==== Data excerpts ====

Issue #998, opened 2023-04-17
Cannot reference an attribute marked as secret in schema


frezbo:
### What happened?

Referencing an attribute marked as secret in schema.json produces an error:

```bash
    error: an unhandled error occurred: program failed:
    waiting for RPCs: unexpected secret result returned to invoke call
```

Using the sdk generated from TF PF bridge available here: https://github.com/frezbo/pulumi-provider-talos/tree/chore/update-sdk

https://github.com/frezbo/pulumi-provider-talos/blob/chore/update-sdk/provider/cmd/pulumi-resource-talos/schema.json#L1239

### Expected Behavior

Pulumi should be able to reference types marked as secret

### Steps to reproduce

Example program used:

====

Brief:
Exactly the lines from the one containing "### What happened?" through the last line of the material above are to be returned, with nothing else.

Your response:
### What happened?

Referencing an attribute marked as secret in schema.json produces an error:

```bash
    error: an unhandled error occurred: program failed:
    waiting for RPCs: unexpected secret result returned to invoke call
```

Using the sdk generated from TF PF bridge available here: https://github.com/frezbo/pulumi-provider-talos/tree/chore/update-sdk

https://github.com/frezbo/pulumi-provider-talos/blob/chore/update-sdk/provider/cmd/pulumi-resource-talos/schema.json#L1239

### Expected Behavior

Pulumi should be able to reference types marked as secret

### Steps to reproduce

Example program used:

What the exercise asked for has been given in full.